START Listed entries
PR #682, opened 2025-11-08
refactor: filter e2e logging targets

Farhad-Shabani:
Closes: `GRO2-911`

Just tossed in the logging targets we actually care about.  Debugging should be easier now!

### DIFF
--- a/fault-proof/tests/common/env.rs
+++ b/fault-proof/tests/common/env.rs
@@ -104,7 +104,7 @@ pub fn init_logging() {
             ("e2e", level),
             ("fault_proof", level),
             ("op_succinct_fp", level),
-            ("op-succinct-client-utils", level),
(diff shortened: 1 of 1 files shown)


fault-proof/tests/common/env.rs
```diff
@@ -96,3 +91,26 @@ impl TestEnvironment {
...
+
+    INIT.get_or_init(|| {
+        let level =
+            std::env::var("RUST_LOG").unwrap_or("info".to_string()).parse().unwrap_or(Level::INFO);
+
+        let filter = Targets::new().with_targets([
+            ("e2e", level),
+            ("fault_proof", level),
+            ("op_succinct_fp", level),
+            ("op-succinct-client-utils", level),
```
fakedev9999:
```suggestion
            ("op_succinct_client_utils", level),
```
END Listed entries
What is required:
Starting with the line that contains "--- a/fault-proof/tests/common/env.rs", print every line through the end of the entries above exactly as written, both boundary lines included, and nothing else.

Solution to this task:
--- a/fault-proof/tests/common/env.rs
+++ b/fault-proof/tests/common/env.rs
@@ -104,7 +104,7 @@ pub fn init_logging() {
             ("e2e", level),
             ("fault_proof", level),
             ("op_succinct_fp", level),
-            ("op-succinct-client-utils", level),
(diff shortened: 1 of 1 files shown)


fault-proof/tests/common/env.rs
```diff
@@ -96,3 +91,26 @@ impl TestEnvironment {
...
+
+    INIT.get_or_init(|| {
+        let level =
+            std::env::var("RUST_LOG").unwrap_or("info".to_string()).parse().unwrap_or(Level::INFO);
+
+        let filter = Targets::new().with_targets([
+            ("e2e", level),
+            ("fault_proof", level),
+            ("op_succinct_fp", level),
+            ("op-succinct-client-utils", level),
```
fakedev9999:
```suggestion
            ("op_succinct_client_utils", level),
```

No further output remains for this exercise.